Media yang dikelola Pemerintah Amerika Serikat (AS) RFE/RL Kamis kemarin mengabarkan rusaknya pipa gas alam TurkStream rusak. RFE/RL menyebut, South Stream Transport perusahaan operator pipa gas tersebut tidak akan dapat memperbaiki kerusakan karena pemerintah Belanda telah mencabut lisensi kunci yang dipicu penerapan sanksi Uni Eropa (UE) terhadap Rusia menyusul invasi Rusia ke Ukraina sejak 27 Februari 2022. Dikutip dari Russia Today, Jumat (30/9/2022), media tersebut mengklaim telah memperoleh surat dari CEO South Stream Transport BV, Oleg Aksyutin yang memberitahu manajer perusahaan agar menghentikan semua pekerjaan dan membatalkan kontrak dengan pemasok Barat.
Surat itu dilaporkan tertanggal 14 September lalu dan mengatakan bahwa Belanda, tempat perusahaan tersebut terdaftar, telah membatalkan izin operasinya yang efektif berlaku sejak 17 September lalu.
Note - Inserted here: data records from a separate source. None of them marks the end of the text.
PR #379, opened 2023-02-17
Remove  support for `run_piranha_cli` API 

ketkarameya:
This is a breaking change :| 

Removes support for the deprecated `run_piranha_cli` API. 

**Why?**
* I think its a lot of unnecessary and complicated code we are maintaining (just to support this API)
*  `run_piranha_cli` in some sense is incomplete and confusing to use. It allows passing some command line args, some args in tomls so on. 
* Polyglot Piranha is its infancy, so I guess we don't have any particular users too (Except us internally). Even if we have users, I guess this will be a welcomed change
* `execute_piranha` can support all the scenarios that are supported by `run_piranha_cli`

**Changes:**
* Remove `run_piranha_cli`
  * Delete the code which w as executed via `run_piranha_cli` only
* Remove `serde` support for `PiranhaArguments`(Not needed anymore)

-----
* #386
* #384
* #380
* __->__ #379


POLYGLOT_README.md
```diff
@@ -112,7 +112,7 @@ Polyglot Piranha can be used as a python library or as a command line tool.
 
 `pip install polyglot-piranha`
 
-Currently, we support one simple API (`run_piranha_cli`) that wraps the command line usage of Polyglot Piranha. We believe this makes it easy to incorporate Piranha in *"pipelining"*.
+Currently, we support one simple API (`execute_piranha`) that wraps the command line usage of Polyglot Piranha. We believe this makes it easy to incorporate Piranha in *"pipelining"*.
```
lazaroclapp, line 115: Just to clarify: 

1) Does this mean there is a separate CLI for Polyglot Piranha, unrelated to `run_piranha_cli`? Where `run_piranha_cli` is just a confusingly named alternative python API, now deprecated in favor of `execute_piranha` and has nothing to do with running Piranha as a CLI tool directly?

Or:

2) Are we actually dropping all support from running Polyglot Piranha as a command line tool directly? (i.e. it's now meant to be used exclusively as a Rust/Python library, and CLI tools will be built using that library).

This docs make me think the first interpretation is correct, but I want to be sure.

ketkarameya (commented):
ow! I forgot to post this :|

lazaroclapp (approved):
LGTM!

South Stream Transport mengoperasikan TurkStream, pipa yang diselesaikan pada 2020, yang mengalir di bawah Laut Hitam ke Türki dan menuju ke Serbia dan Hongaria. Pipa ini memiliki kapasitas tahunan 33 miliar meter kubik gas.
Menurut Reuters, South Stream mengkonfirmasi pada Kamis kemarin bahwa lisensinya memang dicabut, namun perusahaan itu telah meminta dimulainya kembali operasi agar bisa melanjutkan transportasi gas. Penghentian itu tentu saja mempengaruhi 'semua kontrak yang terkait dengan dukungan teknis pada pipa gas', termasuk desain, manufaktur, perakitan, pengujian, perbaikan, pemeliharaan hingga pelatihan. Meskipun tidak ada laporan tentang gangguan pada pasokan TurkStream, RFE/RL mencatat bahwa sebagian besar pipa berada di kedalaman 3 kilometer dan perlu terus dipantau untuk memantau apakah ada kerusakan akibat 'aktivitas seismik'.
Pengungkapan itu datang hanya beberapa hari setelah kedua pipa Nord Stream yang berada di bawah Laut Baltik dinonaktifkan karena serangkaian ledakan. Kerusakan itu akhirnya mengeluarkan jutaan meter kubik gas ke dalam air. Presiden Rusia Vladimir Putin menggambarkan ledakan tersebut sebagai 'tindakan terorisme internasional' dan negaranya bermaksud untuk mengangkat isu ini ke hadapan Dewan Keamanan Perserikatan Bangsa bangsa (PBB).
NATO mengatakan pada Kamis kemarin bahwa jaringan pipa rusak dalam apa yang tampak sebagai 'tindakan sabotase yang disengaja, sembrono dan tidak bertanggung jawab'. NATO berjanji menghadapi setiap serangan terhadap infrastruktur kritisnya 'dengan tanggapan yang bersatu dan teguh'. Sementara itu, AS yang telah lama mencoba untuk menghentikan NordStream dan berhasil menggagalkan pendahulunya TurkStream, telah membantah ada kaitan dengan ledakan yang terjadi di Laut Baltik.
Menanggapi sabotase yang dilaporkan pada Selasa lalu, Menteri Luar Negeri AS Antony Blinken mengatakan itu 'tidak terkait dengan kepentingan siapapun'. Dia menambahkan, situasi tersebut merupakan 'peluang yang sangat signifikan' bagi UE untuk 'akhirnya mengakhiri' ketergantungannya pada gas Rusia dan 'mempercepat transisi ke energi terbarukan'. TurkStream adalah pipa terakhir yang tersisa untuk gas alam Rusia yang mencapai UE.
Pipa Yamal yang biasanya melintasi Polandia ditutup pada Mei lalu, karena sanksi balasan Rusia terhadap Polandia. Sedangkan Gazprom menghentikan pengiriman gasnya melalui Ukraina pada 27 September lalu.